Sir: Your Department dispatch No. 8, April 20, 1880, has been received. I have, with great pleasure, communicated the same to Mr. Neill, in order that he may see that his action in the case of the three Americans murdered by a mob in the State of Michoacan is commended by you.

In obedience to your instructions, I have, in a note of this date to the minister of foreign affairs, requested him to inform me what steps, if any, had been taken to bring the perpetrators of this brutal murder to justice. A copy of my note I inclose.

I am, &c.,

P. H. MORGAN.
[Inclosure in No. 11.]

Mr. Morgan to Mr.

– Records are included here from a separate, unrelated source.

PR #590, opened 2023-12-14
fix: cargo test failing in dev container

### LINKED ISSUE #552: Cargo test no longer works in a clean dev environment
After commit d3d912010d7d8d41447fba10f451471e66a80c38, there's tests being executed that make sure a user exists, which isn't created in the dev container.
As a consequence, running `cargo test` there fails.

This should get fixed, to be inline with the contributing guidelines (and for easdy development for contributors).

djach7:
fixes #552


7flying (commented):
Can we add a test of some kind to make sure that we don't break the devcontainer in the future?

7flying (approved):

PR #596, opened 2024-01-03
chore: fix clippy warnings after rustc v1.75.0 update

7flying:
fix clippy warnings after rustc v1.75.0 update


nullr0ute (approved):
LGTM

PR #597, opened 2024-01-04
chore: bump warp requirement explicitly to 0.3.6

nullr0ute:
There's a pair of security issues in warp dependencies prior to 0.3.6 so bump this to at least that so we get the fixes forr
 tungstenite and rustls dependencies.


7flying (approved):
LGTM

PR #601, opened 2024-01-13
Fix hashing of Device Certificate Chain in Ownership Voucher

ben-krieger:
The specification states that “OVDevCertChainHash is the Hash of the concatenation of the contents of each byte string in OwnershipVoucher.OVDevCertChain, in the presented order."

The current behavior is to serialize the X5CHAIN to CBOR (i.e. `[ bstr[cert1] ... bstr[certN] ]` instead of `cert1 || ... || certN`).

See https://fidoalliance.org/specs/FDO/FIDO-Device-Onboard-PS-v1.1-20220419/FIDO-Device-Onboard-PS-v1.1-20220419.html#OwnershipVoucher

BREAKING CHANGE: The device certificate chain hash in ownership voucher is now calculated from the concatenation of certificate ASN.1 DER contents rather than the CBOR serialization of an array of byte strings.

### DIFF
--- a/manufacturing-server/src/handlers/di.rs
+++ b/manufacturing-server/src/handlers/di.rs
@@ -110,7 +110,14 @@ pub(crate) async fn app_start(
     let device_certificate_chain =
         create_device_cert_chain(&user_data.device_cert_chain, device_certificate);
     let device_certificate_chain_serialized = device_certificate_chain
-        .serialize_data()
+        .chain()
+        .iter()
+        .try_fold(vec![], |mut bytes, cert| {
+            cert.to_der().map(|der| {
+                bytes.extend(der);
+                bytes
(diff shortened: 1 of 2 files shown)


ben-krieger:
Two additional points:

1. I couldn't find any code that performed device certificate chain hash verification for the ownership voucher. If I missed it, it may need updating. (And if it doesn't exist, maybe it should?)
2. This still doesn't properly cover the fact that a null certificate chain should be encoded as CBOR null. I don't think this missing case matters, though, because a null certificate chain is only for Intel EPID and similar device identities, which this library does not support.

puiterwijk (approved):
Thanks for this, this PR looks good to me.
It is quite unfortunate, but ah well.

Ruelas.

Sir: I have been instructed by the Department of State to express to the Mexican Government the confident expectation on the part of the American Government that the perpetrators of the murder of three American citizens at Anganqueo, in the State of Michoacan, by a mob, on or about the 16th of March, 1880, would be brought to the strictest justice according to law, and this, without considering any question of private indemnity due to the families of the murdered men.

[Page 746]

I beg to call your excellency’s attention to your note to Mr. Neill, secretary of legation, of the 17th of March, 1880, in reply to his note addressed to your excellency of the 16th of March, in which he brings to your knowledge the facts and circumstances as he had learned them, of the murder of the American citizens herein referred to, in which you say that previous to the receipt of his note, the President, who had heard of the circumstance, had already earnestly recommended the governor of the State of Michoacan “to take with the greatest activity all the measures within his power to discover the culprits for the purpose of inflicting upon them prompt and exemplary punishment.”

I now respectfully ask your excellency to inform me, in order that I may communicate the facts to my government, whether the necessary steps have been taken by the government of the State of Michoacan to bring to justice the violators of the public peace who in open day (and who must therefore be well known), from the evidence which is in the possession of this legation, as well as from the evidence which must be in the possession of the Mexican Government, brutally murdered three peaceable American citizens.

Your excellency will please accept the renewed assurances of my very distinguished consideration.

P. H. MORGAN.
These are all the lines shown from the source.